The advantages offered by loudspeakers placed in corner locations are often overlooked by designers and installers of sound systems.  Three major advantages are high Q factor, better speaker loading and improved bass frequency reception.

Corner enclosures mounted next to a ceiling have a minimum Q of 8, whereas a speaker mounted on a wall has a minimum Q of only 2.  This indicates more directivity and specific area coverage, which permits a desired sound pressure level to be reached with the least acoustic  power feasible.  Thus, the SPL of the reverberant field (the sum of all acoustic power being fed into it) is kept as low as possible.

Just as putting a loudspeaker on a baffle increases cone loading, corner locations improve the speaker cone's coupling to the air.  This allows more of the speaker's energy to be efficiently converted into sound pressure.

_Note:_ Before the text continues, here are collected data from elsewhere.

PR #1234, opened 2021-06-13
Remove unused assets: tether.js, d3

brockfanning:
These two assets appear to be left-overs from a previous incarnation of the platform. The "tether" library is included, possibly because some type of tooltips may have been used in the past. Removing these assets does not seem to have any effect (as would be expected, since they are unused).

This also removes a bit of unneeded comments and an unused d3 script.

Link (temp): https://lucygwilliamadmin.github.io/sdg-indicators/


LucyGwilliamAdmin:
@brockfanning this seems to change the font in some instances e.g. before:
image

after:
image

brockfanning:
@LucyGwilliamAdmin Whoops! Sorry about that - I searched the codebase for "Roboto" but not for "Open Sans" - we are indeed using that one. I just added it back in the PR.

LucyGwilliamAdmin (approved):
Looks good!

Bass frequency reception is aided by the utilization of the walls and ceiling as part of the enclosure in a way analogous to expanding the mouth of an exponential horn.  Consequently, more directivity is afforded over the omnidirectional bass frequencies.

For best results, corner speakers should not be placed in rooms with an opposite wall closer than one half the wave length of the lowest frequency to be reproduced.

This distance is found by dividing the lowest frequency into 1130, and taking one-half of the result.  For example, 40Hz has a wavelength of 28 feet (1130÷40).  One half is 14 feet - the minimum distance to the opposite wall.